Collected data entries:
- Opening Delimiter -
PR #7601, opened 2026-02-08
Fixes Thumbnail reference counting issues when deleting files

kaesa:
### This PR changes two things
The calls to `CacheManager::deleteEntry` messes `Thumbnail` manual reference counting. This PR changes those two calls to `CacheManager::clearFromCache`. So that the cached files will be deleted, but the `Thumbnails`s are left alone.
- Closing Delimiter -
-- WHAT IS BEING ASKED --
What are the lines from the one with "### This PR changes two things" through the end of the entries? Give them again exactly, both end lines included.

-- WRITTEN RESPONSE --
### This PR changes two things
The calls to `CacheManager::deleteEntry` messes `Thumbnail` manual reference counting. This PR changes those two calls to `CacheManager::clearFromCache`. So that the cached files will be deleted, but the `Thumbnails`s are left alone.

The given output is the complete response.